Another embodiment of the invention relates to a transformer with a more conventional coil, wherein the secondary winding layer is arranged in axially separated sectors (see FIG. 6). In this case, the auxiliary winding 9 'according to the invention is radially inside the one of the secondary winding layers 7' insulated by the insulating layer 8 'as shown in FIG. It is preferred that they can be arranged.

Further embodiments are also possible within the scope of the invention, which is not limited by the above description. For example, other designs of secondary windings are possible and still allow for the arrangement of auxiliary windings separated from the insulating layer. Through this, the advantages of the present invention can be obtained.

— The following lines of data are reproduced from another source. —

PR #161, opened 2024-02-09
HKISD-54: Fix for not to render the district twice

JenniLehtonen:
https://futurice.atlassian.net/browse/HKISD-54

I was able to reproduce this issue by

1. going to a project form
2. chose a district as a subclass at Hankkeen kustannustiedot
3. then a bit lower on the form at Hankkeen sijainti, chose the same district as project's location
4. went back to the planning view using the page's own functions.

For me it didn't render the district twice if I changed the subclass and location values more than once on the project form before saving!

The extra row's type was districtPreview and I think that it should only exist on a subClass level and the solution is based on that assumption. I could find districtPreview rows e.g. here where they are on a subClass level:
image


millaeerola (approved):
Nice! 👍

PR #164, opened 2024-02-15
HKISD-22: fix budget saving and schedule editing from timeline

millaeerola:
- Ticket: [https://futurice.atlassian.net/browse/HKISD-22](https://futurice.atlassian.net/browse/HKISD-22)
## The problem
Project-update and finance-update events where setting the start year of the finance data for the project that was edited to the current year, even though not all user always have the start year of the timeline as current year. There were also some use effects in the frontend that set the startYear of projects to current year and not the actual start year the user has selected. The PlanningRow component also had it's own state containing project which sometimes didn't mach the global state and it caused problems.
## The solution
- added a converter to convert the finance data that the backend sends to start from the year that the user has selected and added the finance year to be send with the data when updating projects schedule
- removed the projects from PlanningRow's own state and started using the global state there as well
- edited the eslint rules to show warnings of missing dependencies from dependency arrays
## How to test
- move the timeline and edit project schedules and budget and check that it works correctly
- open another window and check that updates made on the other window are showing correctly in the other one (try setting timelines to start from different years)
- Check that after updating something and then moving the timeline, all projects are showing and not just the one that you modified


JenniLehtonen:
When I try to add more planning or construction years by clicking the small arrow, the view doesn't get updated but when I refresh the page then it updates
image

src/utils/common.ts
```diff
@@ -283,3 +283,83 @@ export const removeHoveredClassFromMonth = (month: string) => {
...
+        const updatedFinances = {
+          [convertedKey]: finances[key as keyof IProjectFinances]
+        };
+        convertedFinances = { ...convertedFinances, ...updatedFinances };
+      }
+    }
+  }
+  return convertedFinances;
+}
+
```
JenniLehtonen, line 326: The logic inside this function should also be commented.

src/utils/common.ts
```diff
@@ -283,3 +283,83 @@ export const removeHoveredClassFromMonth = (month: string) => {
...
+      const convertedNumber = num + yearDifference;
+      if (convertedNumber >= 0 && convertedNumber <= 10) {
+        const convertedKey = ("year" + convertedNumber) as keyof IClassFinances;
+        const updatedFinances = {
+          [convertedKey]: finances[key as keyof IClassFinances]
+        };
+        convertedFinances = { ...convertedFinances, ...updatedFinances };
+      }
+    }
+  }
```
JenniLehtonen, line 363: It would be good to write a comment here about what is happening in this loop e.g. what steps are taken inside this function. It would be easier to read it if the steps were commented.

JenniLehtonen (changes requested):
There are 60 linter errors that should also be fixed

src/utils/common.ts
millaeerola: I refactored this and the function below so that they would be easier to read and naming of things would explain the code better. I also added comments for the functions explaining why they are needed and what they do. Is there still some parts inside the functions where the logic is not clear enough?

JenniLehtonen: They look good now 👍🏻

PR #165, opened 2024-02-20
IO-334: fix construction program report

JenniLehtonen:
https://helsinkisolutionoffice.atlassian.net/browse/IO-334

I fixed the problems described in the ticket and refactored the PDF report codes so that the component would be reusable between the different reports


millaeerola (approved):
👍

PR #168, opened 2024-03-05
IO-338: fix numbers in the report

JenniLehtonen:
The numbers in the report should be frameBudgets instead of plannedBudgets


markspl (approved):
💎

PR #169, opened 2024-03-06
IO-337: Strategy report

millaeerola:
Ticket:[https://helsinkisolutionoffice.atlassian.net/browse/IO-337]( https://helsinkisolutionoffice.atlassian.net/browse/IO-337)

- Added a strategy report
- Before testing, remember to check that you have projects that are in construction or planning phase in 2023. Otherwise the report might look a bit empty :)
- Classes don't have the "Ylitysoikeus yhteensä" header, cause the only cell where that data would be displayed is the TA 2023 and customer said to leave that cell empty for now. I thought it would be a bit confusing to have the header but no data, so that's why it's not in the report for now.
- Page numbering is still missing from the footer cause I didn't find an easy way to implement that, and thought it might not be that important for now.


JenniLehtonen (approved):
Looks good!

PR #170, opened 2024-03-08
IO-338: fix data and styles

JenniLehtonen:
The customer wanted two changes to the report still:
- https://futurice.atlassian.net/browse/HKISD-81 these rows should be included there
-  they wanted some hierarchy to the report also so I added indentations and different font-weights to the levels


millaeerola (approved):
Looks good 👍

PR #173, opened 2024-03-20
fix: strategy report fixes

millaeerola:
- changed strategy report to start from current year instead of the previous year
- fixed wrong colouring of location classes
- removed groups from the report


markspl (approved):
💎

PR #174, opened 2024-03-20
IO-338: added fixes

JenniLehtonen:
I fixed the substring issue with the calculations and added a check for the names of classes. We should not show items that name does not start with some number or a letter and a space on the lower levels. This check is done for every class now but I checked that in forced to frame view data, every class should start either with numbers or a letter and a space in the higher levels so the check can be done to those levels too.


millaeerola (approved):
Looks good 👍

As described above, the present invention is used for the types of transformers in high voltage generators common to CRT display units, overvoltage protection methods, and the like.

Claims (7)

Primary (low voltage) windings, Secondary (high voltage) windings, An over-protection circuit, arranged to shut off the transformer when the voltage at the auxiliary winding exceeds a predefined level. A high voltage transformer having Over Voltage Protection (OVP), comprising: The auxiliary winding is coupled to the secondary winding and is insulated from the secondary winding by at least one layer of insulating foil. The high voltage transformer of claim 1, wherein the secondary winding is formed of a plurality of coaxial layers, each coaxial layer comprising a winding layer and an insulating layer. 3. The high voltage transformer of claim 2, wherein each insulation layer comprises at least one insulation foil. 4. The high voltage transformer of claim 2 or 3, wherein the auxiliary winding is arranged radially inside the innerner winding layer of the secondary winding. The high voltage transformer of claim 1, wherein the secondary windings are formed of a plurality of axially spaced winding sections, each of which includes a plurality of winding turns. The high voltage transformer of claim 5, wherein the auxiliary winding is radially arranged inside the winding number in one of the winding sections. An overvoltage protection (OVP) method of a high voltage transformer, comprising a primary (low voltage) winding, a secondary (high voltage) winding, and an overprotection circuit arranged to disconnect the transformer when the voltage at the auxiliary winding exceeds a predefined level. As Coupling the auxiliary winding to the secondary (high voltage) winding; Insulating said auxiliary winding from said secondary winding having at least one layer of insulating foil.